Art. 7 CFR reads:
“Everyone has the right to respect for his or her private and family life, home and communications.”
Data protection serves to protect this right to respect for private life. However, the relationship between the fundamental right to data protection (Art. 8 CFR) and the fundamental right to private life (Art. 7 CFR) is controversial. According to the presumably prevailing opinion, data protection law serves various fundamental rights, but first and foremost the right to private life.
In Art. 1 I Data Protection Directive 95/46 (which then was replaced by the GDPR) the protection of privacy was still particularly emphasised:
“In accordance with this Directive, Member States shall protect the fundamental rights and freedoms of natural persons, and in particular their right to privacy with respect to the processing of personal data.”
This emphasis has now been dropped. Only in Rec. 4 (3) GDPR the fundamental right to private life is mentioned as one of several fundamental rights:
“This Regulation respects all fundamental rights and observes the freedoms and principles recognised in the Charter as enshrined in the Treaties, in particular the respect for private and family life, home and communications […].”

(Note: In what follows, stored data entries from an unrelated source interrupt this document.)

PR #3721, opened 2025-07-12
templates: add new template for podman on ubuntu lts

aelsaman:
Add a new template for using Podman on Ubuntu instead of Fedora

### DIFF
--- a/templates/podman-ubuntu-lts.yaml
+++ b/templates/podman-ubuntu-lts.yaml
@@ -13,38 +13,38 @@
 minimumLimaVersion: 1.1.0
 
 base:
-  - template://_images/ubuntu-lts
-  - template://_default/mounts
+- template://_images/ubuntu-lts
+- template://_default/mounts
 
 containerd:
   system: false
   user: false
 provision:
-  - mode: system
-    script: |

The ECJ usually quotes Art. 7 and Art. 8 of the Charter of Fundamental Rights together, thus expressing the close interconnection of these two fundamental rights.
The recitals list potential risks and harms that data processing may entail for private life. See in particular:
- Immaterial damage [Tile DS.09]
- Damage to reputation [Tile DS.10]
- Other significant societal disadvantage [Tile DS.11]
- Identity theft or fraud [Tile DS.12]
- Integrity and confidentiality of the data [Tile DS.15]
- Special obligation of confidentiality [Tile B.16]
The list of privacy risks mentioned in the GDPR is certainly not exhaustive. For a comprehensive classification, see Tiles RC.